### WHAT THE TASK REQUIRES
Every line with the word "true" in it should be extracted from the data that follows.

-.-.-

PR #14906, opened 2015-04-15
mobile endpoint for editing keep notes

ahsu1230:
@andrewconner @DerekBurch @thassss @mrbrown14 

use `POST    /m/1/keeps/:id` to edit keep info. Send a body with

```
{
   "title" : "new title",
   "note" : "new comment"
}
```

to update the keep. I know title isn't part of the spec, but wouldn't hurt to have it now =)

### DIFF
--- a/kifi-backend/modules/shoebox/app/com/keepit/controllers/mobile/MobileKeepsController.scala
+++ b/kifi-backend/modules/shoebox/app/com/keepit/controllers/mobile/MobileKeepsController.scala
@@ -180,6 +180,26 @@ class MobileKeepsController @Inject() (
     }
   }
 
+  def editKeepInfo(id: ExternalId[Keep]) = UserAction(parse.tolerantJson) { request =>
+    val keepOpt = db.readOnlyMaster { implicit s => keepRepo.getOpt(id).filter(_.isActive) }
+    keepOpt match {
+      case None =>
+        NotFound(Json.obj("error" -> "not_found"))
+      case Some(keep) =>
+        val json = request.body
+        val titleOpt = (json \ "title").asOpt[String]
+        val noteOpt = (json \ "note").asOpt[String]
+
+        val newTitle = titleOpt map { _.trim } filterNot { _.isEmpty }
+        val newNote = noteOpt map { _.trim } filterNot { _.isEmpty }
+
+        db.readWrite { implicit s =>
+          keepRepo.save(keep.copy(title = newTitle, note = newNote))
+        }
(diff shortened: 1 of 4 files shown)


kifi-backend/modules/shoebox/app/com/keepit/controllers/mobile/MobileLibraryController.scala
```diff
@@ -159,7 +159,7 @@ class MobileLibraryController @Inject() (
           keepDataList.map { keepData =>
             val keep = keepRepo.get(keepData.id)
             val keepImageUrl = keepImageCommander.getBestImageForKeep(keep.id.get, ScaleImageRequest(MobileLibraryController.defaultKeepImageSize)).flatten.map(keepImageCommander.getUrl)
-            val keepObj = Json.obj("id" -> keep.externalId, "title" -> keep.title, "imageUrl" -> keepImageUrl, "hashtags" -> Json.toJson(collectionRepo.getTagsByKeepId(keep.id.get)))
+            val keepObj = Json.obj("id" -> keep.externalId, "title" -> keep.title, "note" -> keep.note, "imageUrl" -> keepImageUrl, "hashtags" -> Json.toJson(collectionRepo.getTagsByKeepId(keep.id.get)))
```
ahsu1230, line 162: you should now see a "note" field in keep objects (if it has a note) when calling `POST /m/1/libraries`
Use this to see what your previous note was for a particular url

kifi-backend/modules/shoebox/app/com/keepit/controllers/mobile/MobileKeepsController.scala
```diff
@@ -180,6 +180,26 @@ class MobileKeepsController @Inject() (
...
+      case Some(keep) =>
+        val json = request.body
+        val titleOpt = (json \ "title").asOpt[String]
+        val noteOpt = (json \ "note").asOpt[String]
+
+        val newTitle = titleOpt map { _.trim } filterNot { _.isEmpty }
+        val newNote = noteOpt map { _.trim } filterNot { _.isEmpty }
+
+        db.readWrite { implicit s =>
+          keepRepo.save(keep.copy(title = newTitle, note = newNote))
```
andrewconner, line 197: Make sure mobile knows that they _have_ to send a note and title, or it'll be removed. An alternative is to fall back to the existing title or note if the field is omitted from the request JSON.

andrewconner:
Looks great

-.-.-

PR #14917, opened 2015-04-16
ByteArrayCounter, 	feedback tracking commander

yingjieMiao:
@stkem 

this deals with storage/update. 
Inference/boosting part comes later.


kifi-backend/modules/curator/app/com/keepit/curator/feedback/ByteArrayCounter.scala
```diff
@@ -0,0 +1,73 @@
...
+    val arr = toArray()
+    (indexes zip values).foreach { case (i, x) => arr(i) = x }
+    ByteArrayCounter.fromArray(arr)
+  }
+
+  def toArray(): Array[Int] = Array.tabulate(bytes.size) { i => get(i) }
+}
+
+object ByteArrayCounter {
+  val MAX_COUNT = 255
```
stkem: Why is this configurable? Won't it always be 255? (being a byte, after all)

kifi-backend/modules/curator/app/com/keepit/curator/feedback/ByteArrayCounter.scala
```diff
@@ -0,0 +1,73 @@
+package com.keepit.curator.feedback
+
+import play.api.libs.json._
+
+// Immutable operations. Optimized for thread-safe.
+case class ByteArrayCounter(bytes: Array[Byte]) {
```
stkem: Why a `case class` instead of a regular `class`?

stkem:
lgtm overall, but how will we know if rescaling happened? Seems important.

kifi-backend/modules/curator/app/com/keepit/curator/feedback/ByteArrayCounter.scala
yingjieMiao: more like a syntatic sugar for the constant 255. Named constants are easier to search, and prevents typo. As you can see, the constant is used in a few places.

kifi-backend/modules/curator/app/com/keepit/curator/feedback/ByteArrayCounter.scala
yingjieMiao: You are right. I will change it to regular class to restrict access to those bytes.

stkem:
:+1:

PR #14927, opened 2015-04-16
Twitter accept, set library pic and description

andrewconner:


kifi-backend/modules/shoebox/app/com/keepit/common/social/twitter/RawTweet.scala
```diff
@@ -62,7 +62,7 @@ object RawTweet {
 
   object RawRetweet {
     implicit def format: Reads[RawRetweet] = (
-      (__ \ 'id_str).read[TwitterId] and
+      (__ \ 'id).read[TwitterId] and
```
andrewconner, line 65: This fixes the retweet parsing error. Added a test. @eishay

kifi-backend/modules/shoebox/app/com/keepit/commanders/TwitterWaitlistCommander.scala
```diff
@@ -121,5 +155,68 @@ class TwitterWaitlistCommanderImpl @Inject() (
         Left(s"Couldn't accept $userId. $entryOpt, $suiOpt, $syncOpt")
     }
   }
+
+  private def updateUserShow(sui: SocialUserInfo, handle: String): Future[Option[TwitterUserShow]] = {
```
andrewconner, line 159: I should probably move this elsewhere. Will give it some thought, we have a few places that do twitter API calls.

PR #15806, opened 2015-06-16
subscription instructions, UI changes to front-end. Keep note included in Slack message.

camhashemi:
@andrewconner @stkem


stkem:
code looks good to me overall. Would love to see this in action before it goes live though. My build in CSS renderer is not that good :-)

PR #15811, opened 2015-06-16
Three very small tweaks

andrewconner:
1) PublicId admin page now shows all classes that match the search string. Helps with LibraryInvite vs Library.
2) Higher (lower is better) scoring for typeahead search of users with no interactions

-.-.-

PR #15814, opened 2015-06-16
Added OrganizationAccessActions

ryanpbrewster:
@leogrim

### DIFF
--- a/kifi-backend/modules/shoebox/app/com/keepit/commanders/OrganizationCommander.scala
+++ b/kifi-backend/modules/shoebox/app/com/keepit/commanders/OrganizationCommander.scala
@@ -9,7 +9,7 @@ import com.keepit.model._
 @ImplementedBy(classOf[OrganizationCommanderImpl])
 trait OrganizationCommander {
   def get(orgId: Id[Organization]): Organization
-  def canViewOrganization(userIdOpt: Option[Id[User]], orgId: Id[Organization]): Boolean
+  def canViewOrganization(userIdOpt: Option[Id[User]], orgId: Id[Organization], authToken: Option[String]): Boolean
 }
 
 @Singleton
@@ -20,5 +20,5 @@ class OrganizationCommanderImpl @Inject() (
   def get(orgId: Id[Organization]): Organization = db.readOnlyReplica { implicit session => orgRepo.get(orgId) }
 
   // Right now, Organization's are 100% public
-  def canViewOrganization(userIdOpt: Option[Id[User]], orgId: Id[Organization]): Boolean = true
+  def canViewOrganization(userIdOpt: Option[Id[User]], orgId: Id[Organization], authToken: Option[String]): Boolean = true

-.-.-

### RESULT OF THIS EXERCISE
-  def canViewOrganization(userIdOpt: Option[Id[User]], orgId: Id[Organization]): Boolean = true
+  def canViewOrganization(userIdOpt: Option[Id[User]], orgId: Id[Organization], authToken: Option[String]): Boolean = true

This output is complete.